● **WHAT YOU SHOULD DO**
Restate, word for word, each record that follows.
--- INPUT FOR THIS TASK Enclosed Below ---
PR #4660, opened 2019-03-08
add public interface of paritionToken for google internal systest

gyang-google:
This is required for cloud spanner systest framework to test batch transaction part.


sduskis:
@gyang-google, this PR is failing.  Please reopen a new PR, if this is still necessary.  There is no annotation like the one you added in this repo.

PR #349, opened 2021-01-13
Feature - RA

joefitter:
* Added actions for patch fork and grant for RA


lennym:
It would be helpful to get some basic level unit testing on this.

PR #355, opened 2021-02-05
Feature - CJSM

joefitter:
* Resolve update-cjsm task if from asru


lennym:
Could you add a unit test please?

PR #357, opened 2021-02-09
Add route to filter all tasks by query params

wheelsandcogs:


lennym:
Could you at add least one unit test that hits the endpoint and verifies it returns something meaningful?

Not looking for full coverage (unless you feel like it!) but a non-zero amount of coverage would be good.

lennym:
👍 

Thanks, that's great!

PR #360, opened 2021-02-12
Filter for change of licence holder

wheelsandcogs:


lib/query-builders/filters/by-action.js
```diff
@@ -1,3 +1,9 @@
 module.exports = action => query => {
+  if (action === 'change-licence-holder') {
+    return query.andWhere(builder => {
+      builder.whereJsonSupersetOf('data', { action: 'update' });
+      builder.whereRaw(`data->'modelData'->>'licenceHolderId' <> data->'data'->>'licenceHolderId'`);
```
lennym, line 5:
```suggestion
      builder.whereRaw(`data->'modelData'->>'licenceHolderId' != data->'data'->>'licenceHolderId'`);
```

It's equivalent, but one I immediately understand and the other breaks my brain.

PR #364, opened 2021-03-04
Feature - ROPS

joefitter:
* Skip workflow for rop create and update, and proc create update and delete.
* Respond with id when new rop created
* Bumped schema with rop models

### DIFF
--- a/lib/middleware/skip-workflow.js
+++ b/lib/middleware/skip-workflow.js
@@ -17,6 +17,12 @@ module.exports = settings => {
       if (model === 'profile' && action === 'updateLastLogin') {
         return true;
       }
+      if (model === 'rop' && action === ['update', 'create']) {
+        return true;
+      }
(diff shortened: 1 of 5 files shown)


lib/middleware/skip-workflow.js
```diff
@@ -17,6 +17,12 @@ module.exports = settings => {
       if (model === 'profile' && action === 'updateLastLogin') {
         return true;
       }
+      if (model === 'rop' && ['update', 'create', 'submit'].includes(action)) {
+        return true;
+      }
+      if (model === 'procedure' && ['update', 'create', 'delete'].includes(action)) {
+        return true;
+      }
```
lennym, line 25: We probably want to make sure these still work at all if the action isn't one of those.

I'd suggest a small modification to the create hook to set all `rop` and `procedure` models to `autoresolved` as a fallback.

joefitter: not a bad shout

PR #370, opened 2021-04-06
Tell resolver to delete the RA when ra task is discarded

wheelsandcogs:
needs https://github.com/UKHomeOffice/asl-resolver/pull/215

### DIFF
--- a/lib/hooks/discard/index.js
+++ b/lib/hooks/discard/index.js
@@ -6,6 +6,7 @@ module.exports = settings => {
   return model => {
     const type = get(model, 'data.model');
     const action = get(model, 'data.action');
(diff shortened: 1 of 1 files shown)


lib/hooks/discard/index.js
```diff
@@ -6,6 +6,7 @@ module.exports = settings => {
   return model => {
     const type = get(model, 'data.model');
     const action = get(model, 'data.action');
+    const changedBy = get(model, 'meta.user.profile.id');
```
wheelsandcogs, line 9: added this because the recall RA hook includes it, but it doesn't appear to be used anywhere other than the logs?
--- End of Enclosed INPUT FOR THIS TASK ---
● **RESULT**
PR #4660, opened 2019-03-08
add public interface of paritionToken for google internal systest

gyang-google:
This is required for cloud spanner systest framework to test batch transaction part.


sduskis:
@gyang-google, this PR is failing.  Please reopen a new PR, if this is still necessary.  There is no annotation like the one you added in this repo.

PR #349, opened 2021-01-13
Feature - RA

joefitter:
* Added actions for patch fork and grant for RA


lennym:
It would be helpful to get some basic level unit testing on this.

PR #355, opened 2021-02-05
Feature - CJSM

joefitter:
* Resolve update-cjsm task if from asru


lennym:
Could you add a unit test please?

PR #357, opened 2021-02-09
Add route to filter all tasks by query params

wheelsandcogs:


lennym:
Could you at add least one unit test that hits the endpoint and verifies it returns something meaningful?

Not looking for full coverage (unless you feel like it!) but a non-zero amount of coverage would be good.

lennym:
👍 

Thanks, that's great!

PR #360, opened 2021-02-12
Filter for change of licence holder

wheelsandcogs:


lib/query-builders/filters/by-action.js
```diff
@@ -1,3 +1,9 @@
 module.exports = action => query => {
+  if (action === 'change-licence-holder') {
+    return query.andWhere(builder => {
+      builder.whereJsonSupersetOf('data', { action: 'update' });
+      builder.whereRaw(`data->'modelData'->>'licenceHolderId' <> data->'data'->>'licenceHolderId'`);
```
lennym, line 5:
```suggestion
      builder.whereRaw(`data->'modelData'->>'licenceHolderId' != data->'data'->>'licenceHolderId'`);
```

It's equivalent, but one I immediately understand and the other breaks my brain.

PR #364, opened 2021-03-04
Feature - ROPS

joefitter:
* Skip workflow for rop create and update, and proc create update and delete.
* Respond with id when new rop created
* Bumped schema with rop models

### DIFF
--- a/lib/middleware/skip-workflow.js
+++ b/lib/middleware/skip-workflow.js
@@ -17,6 +17,12 @@ module.exports = settings => {
       if (model === 'profile' && action === 'updateLastLogin') {
         return true;
       }
+      if (model === 'rop' && action === ['update', 'create']) {
+        return true;
+      }
(diff shortened: 1 of 5 files shown)


lib/middleware/skip-workflow.js
```diff
@@ -17,6 +17,12 @@ module.exports = settings => {
       if (model === 'profile' && action === 'updateLastLogin') {
         return true;
       }
+      if (model === 'rop' && ['update', 'create', 'submit'].includes(action)) {
+        return true;
+      }
+      if (model === 'procedure' && ['update', 'create', 'delete'].includes(action)) {
+        return true;
+      }
```
lennym, line 25: We probably want to make sure these still work at all if the action isn't one of those.

I'd suggest a small modification to the create hook to set all `rop` and `procedure` models to `autoresolved` as a fallback.

joefitter: not a bad shout

PR #370, opened 2021-04-06
Tell resolver to delete the RA when ra task is discarded

wheelsandcogs:
needs https://github.com/UKHomeOffice/asl-resolver/pull/215

### DIFF
--- a/lib/hooks/discard/index.js
+++ b/lib/hooks/discard/index.js
@@ -6,6 +6,7 @@ module.exports = settings => {
   return model => {
     const type = get(model, 'data.model');
     const action = get(model, 'data.action');
(diff shortened: 1 of 1 files shown)


lib/hooks/discard/index.js
```diff
@@ -6,6 +6,7 @@ module.exports = settings => {
   return model => {
     const type = get(model, 'data.model');
     const action = get(model, 'data.action');
+    const changedBy = get(model, 'meta.user.profile.id');
```
wheelsandcogs, line 9: added this because the recall RA hook includes it, but it doesn't appear to be used anywhere other than the logs?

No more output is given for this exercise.